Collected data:
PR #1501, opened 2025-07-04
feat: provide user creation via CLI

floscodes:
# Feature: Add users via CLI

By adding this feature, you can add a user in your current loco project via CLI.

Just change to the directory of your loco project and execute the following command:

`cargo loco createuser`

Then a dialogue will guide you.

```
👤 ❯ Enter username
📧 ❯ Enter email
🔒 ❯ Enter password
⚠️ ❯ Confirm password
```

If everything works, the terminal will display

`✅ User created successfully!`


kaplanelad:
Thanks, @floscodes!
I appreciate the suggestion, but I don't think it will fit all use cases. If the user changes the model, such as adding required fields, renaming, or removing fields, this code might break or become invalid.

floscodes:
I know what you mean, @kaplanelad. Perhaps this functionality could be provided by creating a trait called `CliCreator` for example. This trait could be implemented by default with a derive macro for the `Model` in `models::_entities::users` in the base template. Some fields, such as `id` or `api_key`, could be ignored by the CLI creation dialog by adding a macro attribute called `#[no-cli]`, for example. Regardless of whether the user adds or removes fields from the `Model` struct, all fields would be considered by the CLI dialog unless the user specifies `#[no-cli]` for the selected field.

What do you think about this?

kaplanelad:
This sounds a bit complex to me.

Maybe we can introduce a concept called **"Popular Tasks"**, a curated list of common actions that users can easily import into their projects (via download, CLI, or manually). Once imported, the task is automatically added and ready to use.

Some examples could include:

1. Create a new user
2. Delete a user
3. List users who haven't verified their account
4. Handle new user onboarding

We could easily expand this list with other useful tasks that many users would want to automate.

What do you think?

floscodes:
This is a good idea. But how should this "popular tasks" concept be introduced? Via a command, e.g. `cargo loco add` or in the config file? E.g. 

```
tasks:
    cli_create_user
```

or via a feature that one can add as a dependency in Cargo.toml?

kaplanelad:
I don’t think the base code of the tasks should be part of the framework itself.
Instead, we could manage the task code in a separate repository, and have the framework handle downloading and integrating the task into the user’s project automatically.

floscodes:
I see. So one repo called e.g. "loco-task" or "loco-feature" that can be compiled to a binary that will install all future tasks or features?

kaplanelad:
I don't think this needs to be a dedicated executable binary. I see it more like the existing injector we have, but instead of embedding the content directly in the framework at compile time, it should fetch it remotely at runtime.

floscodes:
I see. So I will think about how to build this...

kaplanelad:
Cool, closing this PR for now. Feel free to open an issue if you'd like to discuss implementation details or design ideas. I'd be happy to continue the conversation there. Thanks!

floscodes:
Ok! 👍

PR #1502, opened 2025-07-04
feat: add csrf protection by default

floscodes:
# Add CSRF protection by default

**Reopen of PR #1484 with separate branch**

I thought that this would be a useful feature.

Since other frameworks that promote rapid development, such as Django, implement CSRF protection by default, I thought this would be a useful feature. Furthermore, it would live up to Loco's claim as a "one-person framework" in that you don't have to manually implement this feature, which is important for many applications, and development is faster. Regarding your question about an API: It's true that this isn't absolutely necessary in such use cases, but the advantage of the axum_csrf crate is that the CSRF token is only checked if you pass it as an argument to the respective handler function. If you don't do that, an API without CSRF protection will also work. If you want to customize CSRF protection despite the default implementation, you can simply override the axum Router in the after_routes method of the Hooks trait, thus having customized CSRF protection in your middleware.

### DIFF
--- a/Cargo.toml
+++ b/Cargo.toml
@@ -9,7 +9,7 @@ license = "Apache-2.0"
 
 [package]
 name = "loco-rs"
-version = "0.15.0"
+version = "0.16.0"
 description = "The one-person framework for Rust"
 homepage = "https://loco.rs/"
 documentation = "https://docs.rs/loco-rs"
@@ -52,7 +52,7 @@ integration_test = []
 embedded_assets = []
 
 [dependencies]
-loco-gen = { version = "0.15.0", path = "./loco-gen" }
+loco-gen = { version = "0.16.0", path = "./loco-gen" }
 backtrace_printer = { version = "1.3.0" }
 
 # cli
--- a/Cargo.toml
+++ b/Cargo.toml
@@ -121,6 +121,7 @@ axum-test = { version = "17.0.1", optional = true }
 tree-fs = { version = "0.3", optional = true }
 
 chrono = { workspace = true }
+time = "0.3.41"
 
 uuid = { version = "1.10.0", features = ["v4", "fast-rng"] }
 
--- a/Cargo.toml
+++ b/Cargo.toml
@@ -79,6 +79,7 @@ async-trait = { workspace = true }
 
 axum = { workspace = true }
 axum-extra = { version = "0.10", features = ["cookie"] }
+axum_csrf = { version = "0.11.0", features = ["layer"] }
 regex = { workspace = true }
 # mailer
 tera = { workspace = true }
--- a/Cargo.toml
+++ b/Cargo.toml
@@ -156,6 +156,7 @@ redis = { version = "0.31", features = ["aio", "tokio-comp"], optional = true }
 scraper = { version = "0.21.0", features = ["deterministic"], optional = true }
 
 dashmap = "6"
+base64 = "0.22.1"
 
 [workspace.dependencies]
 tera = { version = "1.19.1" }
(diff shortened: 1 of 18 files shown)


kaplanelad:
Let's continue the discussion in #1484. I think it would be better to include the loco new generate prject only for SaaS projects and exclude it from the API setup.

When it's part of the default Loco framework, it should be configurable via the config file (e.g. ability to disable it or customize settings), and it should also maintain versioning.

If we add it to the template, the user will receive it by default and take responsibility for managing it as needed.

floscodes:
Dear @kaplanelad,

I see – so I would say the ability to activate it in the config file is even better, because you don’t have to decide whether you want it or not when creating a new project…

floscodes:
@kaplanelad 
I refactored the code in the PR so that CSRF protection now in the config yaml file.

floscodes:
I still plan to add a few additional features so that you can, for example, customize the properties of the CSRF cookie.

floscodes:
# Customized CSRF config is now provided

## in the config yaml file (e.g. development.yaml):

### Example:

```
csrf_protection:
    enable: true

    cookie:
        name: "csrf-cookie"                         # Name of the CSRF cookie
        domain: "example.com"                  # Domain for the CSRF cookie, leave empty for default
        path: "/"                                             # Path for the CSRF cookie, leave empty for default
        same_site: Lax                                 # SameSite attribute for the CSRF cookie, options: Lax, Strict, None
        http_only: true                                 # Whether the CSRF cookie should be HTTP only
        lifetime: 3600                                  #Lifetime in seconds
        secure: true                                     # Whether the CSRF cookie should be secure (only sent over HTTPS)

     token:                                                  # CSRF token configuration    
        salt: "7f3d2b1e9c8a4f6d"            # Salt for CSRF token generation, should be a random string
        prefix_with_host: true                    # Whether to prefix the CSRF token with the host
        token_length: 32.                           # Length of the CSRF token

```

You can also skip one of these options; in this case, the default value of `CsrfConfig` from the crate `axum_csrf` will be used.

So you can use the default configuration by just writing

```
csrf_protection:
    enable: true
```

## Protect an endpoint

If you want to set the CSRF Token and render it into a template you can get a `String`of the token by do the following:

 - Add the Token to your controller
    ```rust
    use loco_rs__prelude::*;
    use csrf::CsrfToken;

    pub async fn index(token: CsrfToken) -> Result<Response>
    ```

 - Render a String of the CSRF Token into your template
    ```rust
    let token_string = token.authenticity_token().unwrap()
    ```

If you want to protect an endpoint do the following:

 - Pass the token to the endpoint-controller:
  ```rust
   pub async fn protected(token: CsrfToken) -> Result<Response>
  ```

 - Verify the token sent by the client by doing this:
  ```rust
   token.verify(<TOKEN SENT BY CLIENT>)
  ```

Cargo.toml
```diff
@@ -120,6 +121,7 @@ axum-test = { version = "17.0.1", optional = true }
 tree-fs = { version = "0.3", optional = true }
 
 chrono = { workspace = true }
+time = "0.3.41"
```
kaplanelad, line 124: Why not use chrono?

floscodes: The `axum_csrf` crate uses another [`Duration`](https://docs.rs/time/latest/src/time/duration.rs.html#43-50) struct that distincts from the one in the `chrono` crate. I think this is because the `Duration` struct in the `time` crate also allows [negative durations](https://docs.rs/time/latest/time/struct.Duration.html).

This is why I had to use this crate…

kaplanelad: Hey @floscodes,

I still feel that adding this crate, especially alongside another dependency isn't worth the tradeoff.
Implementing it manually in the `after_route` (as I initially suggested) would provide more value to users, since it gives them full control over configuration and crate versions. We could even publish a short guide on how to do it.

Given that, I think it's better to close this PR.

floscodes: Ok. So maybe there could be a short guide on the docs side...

--

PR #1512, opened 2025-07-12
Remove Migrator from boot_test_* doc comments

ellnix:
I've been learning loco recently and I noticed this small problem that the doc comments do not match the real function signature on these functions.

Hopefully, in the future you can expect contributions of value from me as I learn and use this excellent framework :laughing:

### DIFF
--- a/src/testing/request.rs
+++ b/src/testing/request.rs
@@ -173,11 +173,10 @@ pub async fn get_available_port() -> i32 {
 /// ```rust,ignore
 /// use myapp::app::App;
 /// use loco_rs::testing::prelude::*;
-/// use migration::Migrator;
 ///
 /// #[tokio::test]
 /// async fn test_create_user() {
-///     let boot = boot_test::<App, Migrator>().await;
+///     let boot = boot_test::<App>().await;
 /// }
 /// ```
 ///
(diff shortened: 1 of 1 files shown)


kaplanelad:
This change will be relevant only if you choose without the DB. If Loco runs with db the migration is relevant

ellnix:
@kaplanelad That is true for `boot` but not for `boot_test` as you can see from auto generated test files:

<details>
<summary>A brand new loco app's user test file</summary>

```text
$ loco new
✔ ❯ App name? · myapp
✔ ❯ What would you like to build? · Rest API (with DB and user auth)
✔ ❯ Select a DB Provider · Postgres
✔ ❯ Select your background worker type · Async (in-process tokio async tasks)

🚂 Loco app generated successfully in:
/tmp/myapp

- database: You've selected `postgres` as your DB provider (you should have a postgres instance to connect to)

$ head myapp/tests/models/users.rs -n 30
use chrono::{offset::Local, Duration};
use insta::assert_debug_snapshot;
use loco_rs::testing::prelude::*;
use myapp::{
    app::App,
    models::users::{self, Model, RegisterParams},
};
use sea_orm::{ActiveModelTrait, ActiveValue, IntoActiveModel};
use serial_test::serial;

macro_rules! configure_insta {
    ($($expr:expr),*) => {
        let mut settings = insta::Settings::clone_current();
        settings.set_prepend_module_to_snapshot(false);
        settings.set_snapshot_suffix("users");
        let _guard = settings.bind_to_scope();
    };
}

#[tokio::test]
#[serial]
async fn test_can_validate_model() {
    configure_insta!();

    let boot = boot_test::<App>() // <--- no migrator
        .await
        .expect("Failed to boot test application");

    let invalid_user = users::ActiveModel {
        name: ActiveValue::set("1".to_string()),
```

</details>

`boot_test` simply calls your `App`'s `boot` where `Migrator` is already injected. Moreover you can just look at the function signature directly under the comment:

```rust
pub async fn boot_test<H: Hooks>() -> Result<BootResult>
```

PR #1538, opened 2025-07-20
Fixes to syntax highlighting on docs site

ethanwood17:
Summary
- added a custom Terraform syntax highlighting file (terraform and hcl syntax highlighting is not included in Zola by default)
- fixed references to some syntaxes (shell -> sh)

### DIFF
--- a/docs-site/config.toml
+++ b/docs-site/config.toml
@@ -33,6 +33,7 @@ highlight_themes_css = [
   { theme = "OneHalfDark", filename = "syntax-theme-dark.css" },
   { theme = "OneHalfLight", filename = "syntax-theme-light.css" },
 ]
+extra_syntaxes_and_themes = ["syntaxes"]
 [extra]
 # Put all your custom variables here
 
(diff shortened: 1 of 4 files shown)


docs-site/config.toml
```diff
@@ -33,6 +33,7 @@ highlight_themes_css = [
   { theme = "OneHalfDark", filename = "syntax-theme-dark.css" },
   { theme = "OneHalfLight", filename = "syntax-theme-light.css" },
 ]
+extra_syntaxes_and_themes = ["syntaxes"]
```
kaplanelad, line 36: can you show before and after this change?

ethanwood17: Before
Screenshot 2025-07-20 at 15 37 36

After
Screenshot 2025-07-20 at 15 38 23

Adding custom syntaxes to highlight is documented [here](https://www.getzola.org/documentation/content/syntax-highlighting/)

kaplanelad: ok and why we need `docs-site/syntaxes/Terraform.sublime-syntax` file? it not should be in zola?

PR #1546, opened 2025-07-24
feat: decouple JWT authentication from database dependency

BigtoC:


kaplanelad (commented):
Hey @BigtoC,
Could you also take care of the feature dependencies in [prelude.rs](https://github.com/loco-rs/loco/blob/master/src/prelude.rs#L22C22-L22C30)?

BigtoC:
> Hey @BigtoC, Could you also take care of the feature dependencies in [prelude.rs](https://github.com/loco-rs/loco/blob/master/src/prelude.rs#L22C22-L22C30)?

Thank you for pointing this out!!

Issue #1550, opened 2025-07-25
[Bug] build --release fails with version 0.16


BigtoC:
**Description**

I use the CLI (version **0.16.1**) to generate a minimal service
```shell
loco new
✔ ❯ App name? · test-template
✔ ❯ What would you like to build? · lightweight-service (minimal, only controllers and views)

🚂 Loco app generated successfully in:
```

==

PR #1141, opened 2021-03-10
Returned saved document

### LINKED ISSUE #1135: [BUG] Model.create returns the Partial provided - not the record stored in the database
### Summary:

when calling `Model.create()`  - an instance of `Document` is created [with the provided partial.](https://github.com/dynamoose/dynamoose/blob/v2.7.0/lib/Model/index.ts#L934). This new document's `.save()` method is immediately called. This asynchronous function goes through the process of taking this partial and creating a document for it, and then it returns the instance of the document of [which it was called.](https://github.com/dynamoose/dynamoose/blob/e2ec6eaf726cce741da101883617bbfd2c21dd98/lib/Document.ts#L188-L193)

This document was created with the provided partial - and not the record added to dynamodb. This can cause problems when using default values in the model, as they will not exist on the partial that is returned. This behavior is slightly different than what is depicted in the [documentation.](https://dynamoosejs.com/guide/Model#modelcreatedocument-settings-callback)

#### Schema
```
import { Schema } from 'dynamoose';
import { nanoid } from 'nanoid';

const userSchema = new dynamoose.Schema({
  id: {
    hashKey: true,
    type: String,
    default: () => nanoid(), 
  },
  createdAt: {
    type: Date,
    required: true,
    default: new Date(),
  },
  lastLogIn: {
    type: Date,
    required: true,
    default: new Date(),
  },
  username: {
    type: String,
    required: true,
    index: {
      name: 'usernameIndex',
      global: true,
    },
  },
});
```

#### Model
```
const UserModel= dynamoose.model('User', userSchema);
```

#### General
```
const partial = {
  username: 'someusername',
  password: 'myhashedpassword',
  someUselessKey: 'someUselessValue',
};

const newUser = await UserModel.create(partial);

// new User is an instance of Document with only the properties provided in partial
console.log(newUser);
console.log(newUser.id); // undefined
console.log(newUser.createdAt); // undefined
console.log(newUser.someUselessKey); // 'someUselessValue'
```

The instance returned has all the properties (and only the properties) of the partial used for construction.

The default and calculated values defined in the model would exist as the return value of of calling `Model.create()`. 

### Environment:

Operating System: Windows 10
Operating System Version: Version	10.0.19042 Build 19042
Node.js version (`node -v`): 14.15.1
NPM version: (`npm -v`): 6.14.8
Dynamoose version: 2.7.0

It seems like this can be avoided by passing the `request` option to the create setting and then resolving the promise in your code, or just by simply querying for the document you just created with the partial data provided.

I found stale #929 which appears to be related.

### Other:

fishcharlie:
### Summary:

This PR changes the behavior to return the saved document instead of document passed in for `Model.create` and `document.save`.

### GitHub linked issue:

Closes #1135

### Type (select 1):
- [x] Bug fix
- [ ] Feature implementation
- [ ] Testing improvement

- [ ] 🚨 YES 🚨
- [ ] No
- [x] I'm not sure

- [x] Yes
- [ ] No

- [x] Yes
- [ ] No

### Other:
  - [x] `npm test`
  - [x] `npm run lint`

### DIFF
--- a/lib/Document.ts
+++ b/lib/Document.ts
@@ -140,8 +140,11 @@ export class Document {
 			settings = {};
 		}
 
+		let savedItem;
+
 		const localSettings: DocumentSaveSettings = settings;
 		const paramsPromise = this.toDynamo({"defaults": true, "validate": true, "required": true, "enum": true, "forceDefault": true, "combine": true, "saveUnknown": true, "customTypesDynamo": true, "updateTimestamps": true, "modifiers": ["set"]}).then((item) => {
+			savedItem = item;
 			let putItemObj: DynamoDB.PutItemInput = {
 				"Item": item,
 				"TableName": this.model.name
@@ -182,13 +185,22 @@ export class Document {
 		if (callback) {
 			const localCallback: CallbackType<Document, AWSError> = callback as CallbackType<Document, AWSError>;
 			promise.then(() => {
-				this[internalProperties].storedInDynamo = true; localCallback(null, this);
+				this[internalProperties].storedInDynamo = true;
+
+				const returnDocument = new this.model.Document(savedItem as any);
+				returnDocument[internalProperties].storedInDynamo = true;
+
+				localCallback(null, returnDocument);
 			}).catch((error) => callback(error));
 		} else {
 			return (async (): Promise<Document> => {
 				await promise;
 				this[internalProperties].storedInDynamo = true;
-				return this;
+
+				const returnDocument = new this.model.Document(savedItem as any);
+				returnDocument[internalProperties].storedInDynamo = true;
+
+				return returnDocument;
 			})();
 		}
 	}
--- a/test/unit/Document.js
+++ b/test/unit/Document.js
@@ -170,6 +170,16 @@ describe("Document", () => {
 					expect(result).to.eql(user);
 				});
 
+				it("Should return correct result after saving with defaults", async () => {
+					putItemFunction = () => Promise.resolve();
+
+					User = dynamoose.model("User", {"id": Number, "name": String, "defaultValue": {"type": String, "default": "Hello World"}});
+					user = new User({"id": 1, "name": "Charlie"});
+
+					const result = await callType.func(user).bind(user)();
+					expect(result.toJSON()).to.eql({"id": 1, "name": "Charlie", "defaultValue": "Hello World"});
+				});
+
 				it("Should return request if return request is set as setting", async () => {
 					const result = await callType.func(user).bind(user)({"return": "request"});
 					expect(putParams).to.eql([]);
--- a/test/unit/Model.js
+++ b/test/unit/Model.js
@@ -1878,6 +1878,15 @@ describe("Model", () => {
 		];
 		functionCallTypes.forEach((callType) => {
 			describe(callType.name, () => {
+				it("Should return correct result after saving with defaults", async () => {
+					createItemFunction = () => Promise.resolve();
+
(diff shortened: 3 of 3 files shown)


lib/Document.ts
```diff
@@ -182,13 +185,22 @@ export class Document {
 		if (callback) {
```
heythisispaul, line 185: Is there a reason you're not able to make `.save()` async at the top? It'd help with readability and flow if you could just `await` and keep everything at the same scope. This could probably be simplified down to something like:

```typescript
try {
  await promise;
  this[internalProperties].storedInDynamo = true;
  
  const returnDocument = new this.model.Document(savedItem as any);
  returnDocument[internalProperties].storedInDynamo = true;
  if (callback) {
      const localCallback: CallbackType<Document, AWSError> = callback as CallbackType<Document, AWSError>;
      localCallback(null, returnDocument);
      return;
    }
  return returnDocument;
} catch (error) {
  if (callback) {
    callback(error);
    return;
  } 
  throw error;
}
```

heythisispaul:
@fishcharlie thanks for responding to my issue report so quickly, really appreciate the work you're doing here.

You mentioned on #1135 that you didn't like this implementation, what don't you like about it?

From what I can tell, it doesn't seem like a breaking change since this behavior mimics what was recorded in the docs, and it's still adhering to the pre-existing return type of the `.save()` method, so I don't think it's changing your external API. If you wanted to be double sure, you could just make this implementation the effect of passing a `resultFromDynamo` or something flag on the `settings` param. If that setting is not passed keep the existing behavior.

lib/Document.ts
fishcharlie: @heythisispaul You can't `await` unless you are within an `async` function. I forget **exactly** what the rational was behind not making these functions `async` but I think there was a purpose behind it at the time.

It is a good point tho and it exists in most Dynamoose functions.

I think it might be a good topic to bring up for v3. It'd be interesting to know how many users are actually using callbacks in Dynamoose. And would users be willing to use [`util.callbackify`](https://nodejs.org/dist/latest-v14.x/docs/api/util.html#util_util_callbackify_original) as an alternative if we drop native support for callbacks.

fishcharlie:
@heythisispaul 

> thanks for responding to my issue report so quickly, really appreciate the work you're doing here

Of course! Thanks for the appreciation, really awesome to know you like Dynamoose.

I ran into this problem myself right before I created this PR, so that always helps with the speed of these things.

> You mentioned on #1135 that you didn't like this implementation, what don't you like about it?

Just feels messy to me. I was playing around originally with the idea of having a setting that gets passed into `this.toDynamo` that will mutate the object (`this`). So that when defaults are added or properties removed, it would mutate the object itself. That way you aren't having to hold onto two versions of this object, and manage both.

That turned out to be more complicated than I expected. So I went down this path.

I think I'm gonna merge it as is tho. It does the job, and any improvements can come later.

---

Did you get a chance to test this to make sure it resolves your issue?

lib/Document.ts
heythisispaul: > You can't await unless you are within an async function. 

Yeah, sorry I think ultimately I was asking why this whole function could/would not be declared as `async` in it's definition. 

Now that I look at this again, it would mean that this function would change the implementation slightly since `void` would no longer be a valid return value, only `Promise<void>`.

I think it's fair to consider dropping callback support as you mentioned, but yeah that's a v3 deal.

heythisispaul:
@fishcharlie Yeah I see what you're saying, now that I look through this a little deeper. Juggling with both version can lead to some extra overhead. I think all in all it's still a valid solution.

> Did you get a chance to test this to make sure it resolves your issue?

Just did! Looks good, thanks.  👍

**What you need to do:** Among the lines above, find those with the string "latest" and copy them.

**Response to this exercise:**
floscodes: The `axum_csrf` crate uses another [`Duration`](https://docs.rs/time/latest/src/time/duration.rs.html#43-50) struct that distincts from the one in the `chrono` crate. I think this is because the `Duration` struct in the `time` crate also allows [negative durations](https://docs.rs/time/latest/time/struct.Duration.html).
I think it might be a good topic to bring up for v3. It'd be interesting to know how many users are actually using callbacks in Dynamoose. And would users be willing to use [`util.callbackify`](https://nodejs.org/dist/latest-v14.x/docs/api/util.html#util_util_callbackify_original) as an alternative if we drop native support for callbacks.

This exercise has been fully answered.